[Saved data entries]
Content starts

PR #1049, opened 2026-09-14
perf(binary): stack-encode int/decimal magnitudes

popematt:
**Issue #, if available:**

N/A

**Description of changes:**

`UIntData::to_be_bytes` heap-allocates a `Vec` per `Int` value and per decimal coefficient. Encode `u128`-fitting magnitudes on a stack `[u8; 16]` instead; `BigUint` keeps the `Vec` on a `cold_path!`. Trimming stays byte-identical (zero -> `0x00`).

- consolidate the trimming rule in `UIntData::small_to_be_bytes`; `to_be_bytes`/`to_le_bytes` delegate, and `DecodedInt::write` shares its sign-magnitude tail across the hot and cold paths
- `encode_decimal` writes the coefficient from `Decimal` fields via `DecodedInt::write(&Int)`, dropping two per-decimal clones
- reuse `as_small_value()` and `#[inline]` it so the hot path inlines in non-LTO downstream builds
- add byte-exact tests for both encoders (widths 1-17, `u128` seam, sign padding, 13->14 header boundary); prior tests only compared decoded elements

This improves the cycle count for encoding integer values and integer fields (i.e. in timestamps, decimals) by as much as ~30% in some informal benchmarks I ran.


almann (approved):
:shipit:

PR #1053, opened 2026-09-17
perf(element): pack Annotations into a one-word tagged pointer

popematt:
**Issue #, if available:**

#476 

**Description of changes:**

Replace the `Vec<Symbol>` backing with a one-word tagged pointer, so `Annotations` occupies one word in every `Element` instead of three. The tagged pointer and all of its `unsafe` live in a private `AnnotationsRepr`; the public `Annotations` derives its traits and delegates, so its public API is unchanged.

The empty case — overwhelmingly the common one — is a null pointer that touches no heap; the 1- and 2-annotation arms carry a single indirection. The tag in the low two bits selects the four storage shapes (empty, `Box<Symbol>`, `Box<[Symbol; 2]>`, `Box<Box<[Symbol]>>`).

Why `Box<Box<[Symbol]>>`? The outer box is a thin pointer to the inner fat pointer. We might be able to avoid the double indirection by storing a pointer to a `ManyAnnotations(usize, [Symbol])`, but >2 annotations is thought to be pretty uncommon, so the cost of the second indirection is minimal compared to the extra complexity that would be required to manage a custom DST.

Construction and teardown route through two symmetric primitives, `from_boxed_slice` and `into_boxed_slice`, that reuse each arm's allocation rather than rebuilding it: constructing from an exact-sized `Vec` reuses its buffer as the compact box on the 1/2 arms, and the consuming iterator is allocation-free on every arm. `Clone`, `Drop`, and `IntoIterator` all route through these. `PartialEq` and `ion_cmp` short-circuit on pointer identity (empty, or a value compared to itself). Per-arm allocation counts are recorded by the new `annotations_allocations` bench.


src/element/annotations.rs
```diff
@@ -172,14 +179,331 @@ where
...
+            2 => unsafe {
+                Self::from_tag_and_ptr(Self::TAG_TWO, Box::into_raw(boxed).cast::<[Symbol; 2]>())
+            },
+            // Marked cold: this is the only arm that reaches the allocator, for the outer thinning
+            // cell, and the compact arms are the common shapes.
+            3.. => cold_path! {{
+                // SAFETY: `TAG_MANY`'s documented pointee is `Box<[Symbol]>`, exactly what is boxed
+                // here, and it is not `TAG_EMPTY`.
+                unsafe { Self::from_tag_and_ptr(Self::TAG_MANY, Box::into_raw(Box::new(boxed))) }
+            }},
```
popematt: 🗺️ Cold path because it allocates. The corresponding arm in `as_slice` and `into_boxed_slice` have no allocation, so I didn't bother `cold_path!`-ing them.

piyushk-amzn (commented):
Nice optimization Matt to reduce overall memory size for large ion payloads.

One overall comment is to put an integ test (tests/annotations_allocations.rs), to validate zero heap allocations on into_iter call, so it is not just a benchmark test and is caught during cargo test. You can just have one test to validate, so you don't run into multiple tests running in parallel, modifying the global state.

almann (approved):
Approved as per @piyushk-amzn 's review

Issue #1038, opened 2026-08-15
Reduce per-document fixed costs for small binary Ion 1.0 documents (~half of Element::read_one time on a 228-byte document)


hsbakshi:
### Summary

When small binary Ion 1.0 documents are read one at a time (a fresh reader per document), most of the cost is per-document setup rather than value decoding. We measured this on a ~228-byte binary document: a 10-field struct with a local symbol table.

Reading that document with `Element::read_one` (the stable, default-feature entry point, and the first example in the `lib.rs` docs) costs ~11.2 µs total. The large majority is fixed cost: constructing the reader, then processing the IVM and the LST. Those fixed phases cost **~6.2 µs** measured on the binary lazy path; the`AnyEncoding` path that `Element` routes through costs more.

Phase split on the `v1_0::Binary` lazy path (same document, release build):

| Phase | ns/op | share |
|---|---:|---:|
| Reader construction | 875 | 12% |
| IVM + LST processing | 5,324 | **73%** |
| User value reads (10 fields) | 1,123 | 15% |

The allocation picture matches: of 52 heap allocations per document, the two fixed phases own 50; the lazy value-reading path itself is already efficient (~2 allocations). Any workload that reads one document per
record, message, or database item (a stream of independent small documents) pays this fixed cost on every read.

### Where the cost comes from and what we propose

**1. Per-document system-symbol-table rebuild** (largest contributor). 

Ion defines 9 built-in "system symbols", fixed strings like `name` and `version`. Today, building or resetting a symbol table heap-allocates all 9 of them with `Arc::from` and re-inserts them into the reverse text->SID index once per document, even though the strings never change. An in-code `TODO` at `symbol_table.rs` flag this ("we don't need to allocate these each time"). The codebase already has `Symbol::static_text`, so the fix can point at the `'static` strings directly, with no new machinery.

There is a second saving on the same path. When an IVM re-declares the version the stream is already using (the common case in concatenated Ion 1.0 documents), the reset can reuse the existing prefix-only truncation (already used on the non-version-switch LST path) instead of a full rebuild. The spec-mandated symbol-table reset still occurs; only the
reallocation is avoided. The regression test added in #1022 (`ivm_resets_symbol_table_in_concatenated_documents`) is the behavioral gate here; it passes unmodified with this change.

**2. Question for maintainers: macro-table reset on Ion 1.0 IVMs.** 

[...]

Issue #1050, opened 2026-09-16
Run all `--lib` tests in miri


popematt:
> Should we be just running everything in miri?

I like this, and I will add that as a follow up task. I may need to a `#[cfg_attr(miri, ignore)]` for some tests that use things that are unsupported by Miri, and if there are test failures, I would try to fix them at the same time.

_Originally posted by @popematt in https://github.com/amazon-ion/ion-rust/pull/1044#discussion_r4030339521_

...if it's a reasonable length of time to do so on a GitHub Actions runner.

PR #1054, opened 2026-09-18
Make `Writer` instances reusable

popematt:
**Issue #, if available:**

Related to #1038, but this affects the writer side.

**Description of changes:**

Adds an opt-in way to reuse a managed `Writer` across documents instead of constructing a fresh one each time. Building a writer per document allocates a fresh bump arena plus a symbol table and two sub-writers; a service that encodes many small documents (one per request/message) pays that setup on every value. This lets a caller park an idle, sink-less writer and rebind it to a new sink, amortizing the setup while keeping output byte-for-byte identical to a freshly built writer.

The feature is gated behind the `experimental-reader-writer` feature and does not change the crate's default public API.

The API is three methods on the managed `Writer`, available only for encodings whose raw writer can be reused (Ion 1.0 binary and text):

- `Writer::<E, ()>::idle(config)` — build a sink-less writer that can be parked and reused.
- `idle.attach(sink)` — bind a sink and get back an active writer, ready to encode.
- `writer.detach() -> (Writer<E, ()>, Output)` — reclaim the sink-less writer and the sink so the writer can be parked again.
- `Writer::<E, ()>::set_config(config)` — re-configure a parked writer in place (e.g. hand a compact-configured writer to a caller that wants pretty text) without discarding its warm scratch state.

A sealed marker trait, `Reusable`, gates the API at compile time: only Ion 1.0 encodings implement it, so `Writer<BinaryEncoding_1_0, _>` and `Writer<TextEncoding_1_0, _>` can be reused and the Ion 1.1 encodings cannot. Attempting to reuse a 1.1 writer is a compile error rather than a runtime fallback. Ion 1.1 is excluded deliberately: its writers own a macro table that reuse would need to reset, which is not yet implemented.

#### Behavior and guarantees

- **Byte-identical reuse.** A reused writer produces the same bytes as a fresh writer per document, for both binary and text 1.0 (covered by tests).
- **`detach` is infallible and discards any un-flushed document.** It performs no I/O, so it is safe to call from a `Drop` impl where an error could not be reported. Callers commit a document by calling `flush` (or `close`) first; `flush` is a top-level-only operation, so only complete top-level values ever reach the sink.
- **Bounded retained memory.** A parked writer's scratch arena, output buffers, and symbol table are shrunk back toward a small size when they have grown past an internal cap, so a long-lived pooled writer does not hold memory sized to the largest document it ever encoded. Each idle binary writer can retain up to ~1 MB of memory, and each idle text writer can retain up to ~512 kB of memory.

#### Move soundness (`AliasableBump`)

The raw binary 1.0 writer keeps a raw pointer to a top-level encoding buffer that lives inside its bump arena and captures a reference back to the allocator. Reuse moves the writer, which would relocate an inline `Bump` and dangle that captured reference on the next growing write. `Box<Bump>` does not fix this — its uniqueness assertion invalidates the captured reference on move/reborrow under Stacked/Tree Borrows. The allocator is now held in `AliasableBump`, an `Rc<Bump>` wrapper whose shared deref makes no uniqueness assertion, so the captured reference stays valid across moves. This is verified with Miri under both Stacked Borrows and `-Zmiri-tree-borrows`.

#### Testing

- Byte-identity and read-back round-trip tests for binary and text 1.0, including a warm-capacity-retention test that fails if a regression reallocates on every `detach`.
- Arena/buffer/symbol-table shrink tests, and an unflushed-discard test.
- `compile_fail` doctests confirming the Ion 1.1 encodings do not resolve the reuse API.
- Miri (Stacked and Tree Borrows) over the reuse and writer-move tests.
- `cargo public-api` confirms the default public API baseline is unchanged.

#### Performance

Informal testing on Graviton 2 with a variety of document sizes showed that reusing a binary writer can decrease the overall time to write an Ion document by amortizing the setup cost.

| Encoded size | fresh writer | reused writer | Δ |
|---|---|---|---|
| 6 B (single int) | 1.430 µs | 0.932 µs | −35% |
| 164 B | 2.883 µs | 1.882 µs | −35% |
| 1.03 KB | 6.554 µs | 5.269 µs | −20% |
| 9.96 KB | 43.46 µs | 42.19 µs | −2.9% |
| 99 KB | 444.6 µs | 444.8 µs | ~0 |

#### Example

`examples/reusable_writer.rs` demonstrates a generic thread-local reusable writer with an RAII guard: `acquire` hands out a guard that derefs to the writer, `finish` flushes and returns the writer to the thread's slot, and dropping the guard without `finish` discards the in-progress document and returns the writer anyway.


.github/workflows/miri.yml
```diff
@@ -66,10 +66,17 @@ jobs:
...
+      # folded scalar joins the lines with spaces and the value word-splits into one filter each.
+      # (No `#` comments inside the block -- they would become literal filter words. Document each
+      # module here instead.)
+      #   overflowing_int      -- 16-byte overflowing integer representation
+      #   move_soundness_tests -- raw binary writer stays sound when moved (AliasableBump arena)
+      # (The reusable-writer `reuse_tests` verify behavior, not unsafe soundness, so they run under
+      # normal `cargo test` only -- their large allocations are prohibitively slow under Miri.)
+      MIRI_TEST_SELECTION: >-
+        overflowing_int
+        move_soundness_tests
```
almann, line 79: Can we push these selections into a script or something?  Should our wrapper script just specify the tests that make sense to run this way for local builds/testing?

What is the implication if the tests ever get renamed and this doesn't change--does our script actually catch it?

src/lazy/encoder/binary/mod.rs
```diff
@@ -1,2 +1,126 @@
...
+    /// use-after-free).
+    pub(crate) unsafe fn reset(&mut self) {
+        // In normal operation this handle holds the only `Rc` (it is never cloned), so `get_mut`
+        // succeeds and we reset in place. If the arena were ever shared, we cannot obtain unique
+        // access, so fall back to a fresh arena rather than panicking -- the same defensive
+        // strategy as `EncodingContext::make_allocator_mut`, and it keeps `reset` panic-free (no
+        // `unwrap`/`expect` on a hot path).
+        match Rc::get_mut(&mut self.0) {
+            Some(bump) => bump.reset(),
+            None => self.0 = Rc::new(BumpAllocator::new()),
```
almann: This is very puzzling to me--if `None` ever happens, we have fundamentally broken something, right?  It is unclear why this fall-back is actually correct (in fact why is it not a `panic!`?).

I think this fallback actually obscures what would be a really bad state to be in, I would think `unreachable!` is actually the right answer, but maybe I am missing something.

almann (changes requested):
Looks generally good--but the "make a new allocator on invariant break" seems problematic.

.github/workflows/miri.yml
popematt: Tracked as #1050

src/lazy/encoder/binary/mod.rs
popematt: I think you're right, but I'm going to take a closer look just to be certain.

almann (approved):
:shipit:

Content ends

_Assignment_.
From the very first line of the records down to the line with "- consolidate the", please write out each line exactly, including both ends and no other lines.

_Response_.
PR #1049, opened 2026-09-14
perf(binary): stack-encode int/decimal magnitudes

popematt:
**Issue #, if available:**

N/A

**Description of changes:**

`UIntData::to_be_bytes` heap-allocates a `Vec` per `Int` value and per decimal coefficient. Encode `u128`-fitting magnitudes on a stack `[u8; 16]` instead; `BigUint` keeps the `Vec` on a `cold_path!`. Trimming stays byte-identical (zero -> `0x00`).

- consolidate the trimming rule in `UIntData::small_to_be_bytes`; `to_be_bytes`/`to_le_bytes` delegate, and `DecodedInt::write` shares its sign-magnitude tail across the hot and cold paths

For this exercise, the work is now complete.